A Distributional and Orthographic Aggregation Model for English Derivational Morphology

(Deutsch, Hewitt, and Roth, 2018) at NAACL

Derivational morphology is that awkward, messy uncle that nobody really talks about, compared to its golden-boy sibling inflectional morphology. The authors present an improved system for generating derivational forms from their base words.

Their innovative model: nearest neighbor search of word embeddings

Rather than look at the relationship in embedding space between all word pairs using a particular suffix, they look at all pairs using a particular transformation of meaning, like turning a verb into a noun which performs that verb’s action.

They also do a bit of filtering: nearest neighbor search in the embedding space suffers from a hubness problem—some words are everybody’s neighbor. Their heuristic is to take only words that start with the same 4 letters as the base word.

Their seq2seq model

There isn’t a perfect match between meaning and derivational suffixes. “-er” in “baker” marks an agent, but “-er” in “burner” marks a patient (the semantic object of the action). The authors collect word forms from a corpus, constraining their sequence-to-sequence word generator such that it only considers forms that they’ve observed.

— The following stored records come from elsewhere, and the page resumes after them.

PR #499, opened 2026-02-14
Fix MoE target_parameters module_count alignment (#3405, #3701)

GoldenGrapeGentleman:
## Summary

Resolves the `TODO: handle MoE target_parameters to align counts` at line 410 of `saving_utils.py`.

### Problem

When using PEFT `target_parameters` for MoE expert LoRA (e.g., gpt-oss), the `create_lora_statistics` function reports a misleading diagnostic warning:

```
[Unsloth merge debug] LoRA count mismatch: modules=120, lora_A=144, lora_B=144, scaling=144
```

This happens because MoE `ParamWrapper` entries have `lora_A`/`lora_B`/`scaling` counted, but lack a `.base_layer` module, so `module_count` is never incremented for them.

### Fix

After the LoRA collection loop, count MoE expert entries that have `lora_A`/`lora_B` but no `.module`, aligning `module_count` with the other counts. Only applies to `.mlp.experts` entries to avoid affecting non-MoE models.

### Changes

- `saving_utils.py`: +12 lines / -3 lines (removes TODO comment)

### Verified on 8× AMD Instinct MI355X (gfx950), ROCm 7.1

- gpt-oss-20b BF16 + MoE expert LoRA: 46.2M trainable params (vs 2.0M attention-only)
- `save_pretrained_merged`: ✅ success, **no count mismatch warning**
- Before fix: `modules=120, lora_A=144` warning printed
- After fix: counts aligned, clean merge

Related: unslothai/unsloth#3405, unslothai/unsloth#3701

cc @danielhanchen @Datta0

### DIFF
--- a/unsloth_zoo/saving_utils.py
+++ b/unsloth_zoo/saving_utils.py
@@ -390,15 +390,15 @@ def create_lora_statistics(model, merge_into_original = False, return_state_dict
             remove_keys.add(name)
         pass
     pass
-    # MoE target_parameters (ParamWrapper) entries have lora_A/B/scaling but
-    # may lack a corresponding .base_layer module, leaving module_count short.
-    # Count these so the diagnostic check below stays accurate (#3405, #3701).
-    for key, stats in lora_weights.items():
+    # PEFT target_parameters (ParamWrapper for nn.Parameter, not nn.Linear)
+    # have lora_A/B/scaling but no .base_layer, leaving module_count short.
+    # nn.Linear targets always get .base_layer set, so module=None reliably
+    # identifies nn.Parameter targets. Count them to align (#3405, #3701).
+    for _key, _stats in lora_weights.items():
         if (
-            stats.lora_A is not None
-            and stats.lora_B is not None
-            and stats.module is None
-            and ".mlp.experts" in key
+            _stats.lora_A is not None
+            and _stats.lora_B is not None
+            and _stats.module is None
         ):
             module_count += 1
 
--- a/unsloth_zoo/saving_utils.py
+++ b/unsloth_zoo/saving_utils.py
@@ -390,6 +390,18 @@ def create_lora_statistics(model, merge_into_original = False, return_state_dict
             remove_keys.add(name)
         pass
     pass
+    # MoE target_parameters (ParamWrapper) entries have lora_A/B/scaling but
+    # may lack a corresponding .base_layer module, leaving module_count short.
+    # Count these so the diagnostic check below stays accurate (#3405, #3701).
+    for key, stats in lora_weights.items():
+        if (
+            stats.lora_A is not None
+            and stats.lora_B is not None
+            and stats.module is None
+            and ".mlp.experts" in key
+        ):
+            module_count += 1
+
     if not (module_count == lora_A_count == lora_B_count == scaling_count):
         print(
             f"[Unsloth merge debug] LoRA count mismatch: modules={module_count}, "
@@ -405,9 +417,6 @@ def create_lora_statistics(model, merge_into_original = False, return_state_dict
                 print(f"  key={k} param={param_name} A={a_shape} B={b_shape}")
         except Exception:
             pass
-        # Allow merge to continue; downstream checks will still fail loudly if tensors are missing
-        # but this avoids silent assertion without context.
-        # TODO: handle MoE target_parameters to align counts.
 
     # Also return state_dict if needed
     if return_state_dict:
--- a/unsloth_zoo/saving_utils.py
+++ b/unsloth_zoo/saving_utils.py
@@ -2585,6 +2585,46 @@ def detect_keys_format(keys_to_check, forward_mapping):
     return "new" # Default, assuming most models/keys will be in the "new" (current HF) format.
 pass
 
+def _infer_prefix_and_remap(lora_weights, safetensor_keys):
+    """Infer a missing key prefix by matching LoRA keys against safetensor keys.
+
+    Some composite models (e.g. Qwen3.5) store safetensors with an extra
+    prefix like ``model.language_model.`` that differs from the runtime key
+    namespace ``model.``.  When no explicit ``_checkpoint_conversion_mapping``
+    exists, this helper detects the discrepancy and remaps LoRA keys so that
+    the merge loop can match them.
+
+    Returns a remapped ``defaultdict`` on success, or ``None`` if no prefix
+    could be inferred (caller should fall back to returning keys unchanged).
+    """
+    if not safetensor_keys:
+        return None
+
+    inferred_prefix = None
+    for lora_key in lora_weights:
+        if not isinstance(lora_key, str):
+            continue
+        suffix = lora_key + ".weight"
+        for sf_key in safetensor_keys:
+            if sf_key.endswith(suffix):
+                candidate = sf_key[: -len(suffix)]
+                if candidate:  # non-empty extra prefix
+                    inferred_prefix = candidate
+                break
+        if inferred_prefix is not None:
+            break
+
+    if inferred_prefix is None:
+        return None
+
+    remapped = defaultdict(lora_weights.default_factory)
+    for k, v in lora_weights.items():
+        new_key = inferred_prefix + k if isinstance(k, str) else k
+        remapped[new_key] = v
+    return remapped
+pass
+
+
 def _convert_lora_keys_to_safetensor_format(
     lora_weights,        # Global dict of LoraStats objects
     safetensor_keys,     # List of keys from the CURRENT shard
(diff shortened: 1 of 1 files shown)


Datta0:
Happy new year @GoldenGrapeGentleman. Wishing you a great time :)

GoldenGrapeGentleman:
Hi @Datta0, updated per your feedback!

**Code change**: Replaced `.mlp.experts` string check with `stats.module is None`. Since `nn.Linear` targets always get `.base_layer` set (`module != None`), this condition precisely identifies `nn.Parameter` (ParamWrapper) targets without path matching. `nn.ModuleList(nn.Linear)` models in transformers v4 are unaffected.

**Test results** (8× MI355X, ROCm 7.1):

| Model | Trainable | Train | Merge | Mismatch |
|-------|-----------|-------|-------|----------|
| `unsloth/gpt-oss-20b-BF16` | 46.2M | ✅ | ✅ | None ✅ |
| `unsloth/Qwen3-30B-A3B-Instruct-2507` | 211.0M | ✅ | ✅ | None ✅ |
| `imdatta0/tiny_qwen3_moe_2.8B_0.7B` | 29.0M | ✅ | ✅ | None ✅ |
| `unsloth/GLM-4.7-Flash` | 106.0M | ✅ | ✅ | None ✅ |
| `unsloth/Qwen3-VL-30B-A3B-Instruct` | 161.0M | ✅ | N/A | None ✅ |

Notes:
- `tiny_qwen3_moe`: 4-bit has numerical instability on ROCm (inf in LoRA weights after training), works fine with bf16 loading
- `GLM-4.7-Flash`: `torch._grouped_mm` not supported on ROCm, works with `UNSLOTH_MOE_BACKEND=native_torch`
- `Qwen3-VL`: get_peft_model + save_pretrained verified, full SFT needs VL dataset format

GoldenGrapeGentleman:
Hey @Datta0! I'm back from the holidays and excited to dive back into this 🎉 Thanks so much for testing with Qwen3.5 and providing the dummy model — that was super helpful!

## What happened with Qwen3.5

Great catch. The `n_saved_modules = 0` failure was NOT a count alignment issue — it was a **key prefix mismatch**:

- Safetensor keys: `model.language_model.layers.X.mlp.experts.N.gate_proj.weight`
- LoRA keys (in memory): `model.layers.X.mlp.experts`

`Qwen3_5MoeForCausalLM` has no `_checkpoint_conversion_mapping`, so `_convert_lora_keys_to_safetensor_format` returned LoRA keys unchanged, and the merge loop couldn't match anything.

## Fix: prefix inference fallback

Added a fallback in `_convert_lora_keys_to_safetensor_format`: when no explicit mapping exists, infer the prefix by matching a LoRA key suffix against safetensor keys. For Qwen3.5, `shared_expert.gate_proj.weight` provides the match → prefix `model.language_` is detected → all LoRA keys remapped correctly.

## Verified on 8× MI355X (gfx950)

**`imdatta0/small_qwen3_5_20b` (MoE-only LoRA):**
- Trainable: 99.7M
- Training: ✅ (5 steps, lr=1e-3)
- Merge: ✅ (was `n_saved_modules=0`, now succeeds)
- Weight diff after merge: `max=4.88e-4` ✅ LoRA changes preserved

**Previous models (on transformers 5.1.0):**

| Model | Train | Merge | Mismatch |
|-------|-------|-------|----------|
| `unsloth/gpt-oss-20b-BF16` | ✅ | ✅ | None ✅ |
| `unsloth/Qwen3-30B-A3B-Instruct-2507` | ✅ | ✅ | None ✅ |
| `imdatta0/tiny_qwen3_moe_2.8B_0.7B` | ✅ | ✅ | None ✅ |
| `unsloth/GLM-4.7-Flash` | ✅ | ✅ | None ✅ |
| `unsloth/Qwen3-VL-30B-A3B-Instruct` | ✅ | ✅ | None ✅ |

Note: Qwen3.5 requires transformers 5.3.0.dev0 which breaks gpt-oss patches (`gate_up_projs` → `gate_up_proj` API change), so cross-testing in a single environment isn't possible. Each model family was tested on its compatible transformers version.

Let me know if you'd like me to test anything else!

unsloth_zoo/saving_utils.py
```diff
@@ -2596,6 +2596,33 @@ def _convert_lora_keys_to_safetensor_format(
...
+                for sf_key in safetensor_keys:
+                    if sf_key.endswith(suffix):
+                        candidate = sf_key[: -len(suffix)]
+                        if candidate:  # non-empty extra prefix
+                            inferred_prefix = candidate
+                        break
+                if inferred_prefix is not None:
+                    break
+
+            if inferred_prefix is not None:
```
Datta0: NIT: What would be the right course of action if we can't find something suitable?
For eg, say `gate_up_proj` changes to `gate_up_projs` should we error here? Or do we want to handle it elsewhere

unsloth_zoo/saving_utils.py
```diff
@@ -2596,6 +2596,33 @@ def _convert_lora_keys_to_safetensor_format(
...
 
     if not forward_mapping:
+        # No explicit mapping. Some composite models (e.g. Qwen3.5) store
+        # safetensors with an extra prefix like "model.language_model." that
+        # differs from the runtime key namespace "model.". Try to detect
+        # this by matching a LoRA key against the safetensor keys and, if a
+        # consistent prefix is found, remap all LoRA keys accordingly.
+        if safetensor_keys:
+            inferred_prefix = None
+            for lora_key in lora_weights:
```
Datta0: ig we can move this out as a function, something like `sanitize_module_name` perhaps?

unsloth_zoo/saving_utils.py
```diff
@@ -390,6 +390,18 @@ def create_lora_statistics(model, merge_into_original = False, return_state_dict
...
+    # have lora_A/B/scaling but no .base_layer, leaving module_count short.
+    # nn.Linear targets always get .base_layer set, so module=None reliably
+    # identifies nn.Parameter targets. Count them to align (#3405, #3701).
+    for _key, _stats in lora_weights.items():
+        if (
+            _stats.lora_A is not None
+            and _stats.lora_B is not None
+            and _stats.module is None
+        ):
+            module_count += 1
```
Datta0, line 403: So this pretty much fixes only the count part. I think my previous changes (in the #450 perhaps) would automatically handle the right tensor and file placement things I presume.

Datta0 (commented):
Hey @GoldenGrapeGentleman thanks for the changes and updating to fix Qwen3.5
Also can you point me to the change you're referring to on transformers (gate_up_proj to gate_up_projs)?

unsloth_zoo/saving_utils.py
GoldenGrapeGentleman: When no suitable prefix can be inferred (e.g. `gate_up_proj` → `gate_up_projs` API change), `_infer_prefix_and_remap` returns `None`, and the caller falls back to returning keys unchanged — same behavior as before this PR.

I think silently falling back is the right call here rather than erroring, because:
1. The downstream merge loop already handles mismatches explicitly (it counts `n_saved_modules` and raises a clear error if 0 modules matched)
2. A hard error here would break models that genuinely have no prefix discrepancy

So the worst case is: prefix inference fails → keys pass through unchanged → merge loop catches the real mismatch and reports it. No silent data loss.

unsloth_zoo/saving_utils.py
GoldenGrapeGentleman: Done! ✅ Extracted it into `_infer_prefix_and_remap()` as a standalone function with a docstring. See commit 643f3d1.

I went with `_infer_prefix_and_remap` instead of `sanitize_module_name` since the function does two things: infer the missing prefix AND remap all keys. Happy to rename if you prefer a different name though!

unsloth_zoo/saving_utils.py
GoldenGrapeGentleman: Exactly right — this fix only addresses the `module_count` alignment so the mismatch warning no longer fires for `nn.Parameter` targets. The actual tensor placement and file writing is handled by your work in #450.

The two fixes are complementary: #450 handles the merge mechanics, this PR ensures the diagnostic counts are correct so users don't see a misleading warning during an otherwise successful merge.

Datta0 (approved):

danielhanchen:
Thanks for this, and apologies it sat open for a while. Both changes here have since landed on main through later work, so I'm closing this as superseded rather than merged.

- The MoE `target_parameters` count alignment (the `TODO: handle MoE target_parameters to align counts` at the old line 410) is now handled in `create_lora_statistics` in `saving_utils.py`, using the same `_stats.module is None` check to count the `nn.Parameter` (ParamWrapper) targets that lack a `.base_layer`, and referencing the same issues (#3405, #3701). The misleading `[Unsloth merge debug] LoRA count mismatch` diagnostic no longer fires for gpt-oss-style MoE target_parameters.
- The composite-model key-prefix inference (`_infer_prefix_and_remap`) is also in main now, extended beyond the Qwen3.5 extra-prefix case to also cover Mistral 3 style `model.language_model.` to `language_model.model.` reorderings.

So the behavior you fixed is in place. Appreciate you digging into that TODO and filing this.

The authors do rescoring by including both the seq2seq model’s score and the word’s frequency in the corpus as features into a simple neural network (a single-layer perceptron).

Other notes

  • They found that shortest-path search was not much more expensive than beam search, so why not try it? Does about as well.
    • They say shortest path explores far fewer states than beam search. How can this be, when beam search restricts the search space and shortest path is exhaustive?
  • Nominal transformations were the biggest improvement over the baseline—there are lots of possible affixes, so the dictionary constraint helps restrict them to reasonable ones.

Future work.

  • Label bias. It’s a thing that’ll come up when searching through that trie—it’s called the ‘beam problem’ in MT. A recent proposal ameliorates this by performing a weak form of global scoring.